■ Aim of the task
For every line in the records below that contains the word "Math", add one to a count, and report only that count.

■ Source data

+--

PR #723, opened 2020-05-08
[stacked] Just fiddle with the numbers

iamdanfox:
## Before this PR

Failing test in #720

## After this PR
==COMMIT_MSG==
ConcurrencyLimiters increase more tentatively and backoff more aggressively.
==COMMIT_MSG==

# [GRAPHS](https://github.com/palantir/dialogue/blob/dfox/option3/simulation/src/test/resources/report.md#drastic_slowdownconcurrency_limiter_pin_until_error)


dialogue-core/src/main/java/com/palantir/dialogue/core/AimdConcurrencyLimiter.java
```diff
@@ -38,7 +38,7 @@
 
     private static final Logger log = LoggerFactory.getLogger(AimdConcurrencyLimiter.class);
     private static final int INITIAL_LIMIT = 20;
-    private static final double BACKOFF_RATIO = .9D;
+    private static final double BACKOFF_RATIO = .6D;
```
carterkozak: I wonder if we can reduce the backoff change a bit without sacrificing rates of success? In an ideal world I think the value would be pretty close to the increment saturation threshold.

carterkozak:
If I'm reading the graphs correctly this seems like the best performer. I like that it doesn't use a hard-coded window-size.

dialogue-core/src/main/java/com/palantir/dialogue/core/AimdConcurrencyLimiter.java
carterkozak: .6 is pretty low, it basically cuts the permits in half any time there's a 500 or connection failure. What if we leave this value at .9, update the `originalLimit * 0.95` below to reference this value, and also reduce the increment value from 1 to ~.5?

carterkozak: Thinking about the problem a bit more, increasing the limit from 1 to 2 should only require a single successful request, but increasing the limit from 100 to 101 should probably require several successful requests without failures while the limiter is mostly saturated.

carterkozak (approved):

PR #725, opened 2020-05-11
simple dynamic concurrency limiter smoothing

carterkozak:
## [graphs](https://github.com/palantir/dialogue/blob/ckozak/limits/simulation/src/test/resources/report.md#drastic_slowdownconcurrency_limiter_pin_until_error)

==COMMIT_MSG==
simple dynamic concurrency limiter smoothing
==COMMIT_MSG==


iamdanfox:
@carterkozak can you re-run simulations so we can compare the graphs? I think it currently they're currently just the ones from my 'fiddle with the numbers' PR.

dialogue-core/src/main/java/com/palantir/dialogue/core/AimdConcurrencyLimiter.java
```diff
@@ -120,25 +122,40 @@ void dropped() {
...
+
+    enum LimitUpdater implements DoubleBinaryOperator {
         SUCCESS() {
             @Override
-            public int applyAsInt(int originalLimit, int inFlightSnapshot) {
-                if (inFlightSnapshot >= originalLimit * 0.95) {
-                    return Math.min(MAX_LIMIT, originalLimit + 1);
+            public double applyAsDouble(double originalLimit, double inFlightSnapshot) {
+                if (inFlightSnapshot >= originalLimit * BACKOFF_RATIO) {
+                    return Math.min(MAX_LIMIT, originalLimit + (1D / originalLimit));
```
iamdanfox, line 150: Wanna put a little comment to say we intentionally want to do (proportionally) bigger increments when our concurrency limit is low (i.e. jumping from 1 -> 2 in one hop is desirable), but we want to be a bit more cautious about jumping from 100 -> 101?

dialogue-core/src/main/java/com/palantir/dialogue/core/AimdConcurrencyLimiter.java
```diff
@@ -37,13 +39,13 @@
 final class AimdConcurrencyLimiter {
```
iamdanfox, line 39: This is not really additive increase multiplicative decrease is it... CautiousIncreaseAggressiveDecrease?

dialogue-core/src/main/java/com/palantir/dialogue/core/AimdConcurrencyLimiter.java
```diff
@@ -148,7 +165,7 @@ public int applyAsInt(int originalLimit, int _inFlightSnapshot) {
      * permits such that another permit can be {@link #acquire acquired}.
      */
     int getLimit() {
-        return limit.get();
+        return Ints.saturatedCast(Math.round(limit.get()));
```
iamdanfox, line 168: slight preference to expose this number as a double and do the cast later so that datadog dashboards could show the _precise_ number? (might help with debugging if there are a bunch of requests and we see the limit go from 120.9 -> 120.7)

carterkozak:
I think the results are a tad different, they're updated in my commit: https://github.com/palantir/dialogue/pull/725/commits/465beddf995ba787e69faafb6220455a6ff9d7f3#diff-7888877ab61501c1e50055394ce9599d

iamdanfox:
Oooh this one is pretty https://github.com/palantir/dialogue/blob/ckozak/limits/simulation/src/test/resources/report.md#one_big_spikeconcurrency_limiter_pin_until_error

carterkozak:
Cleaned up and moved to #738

+--

■ Exercise solution
3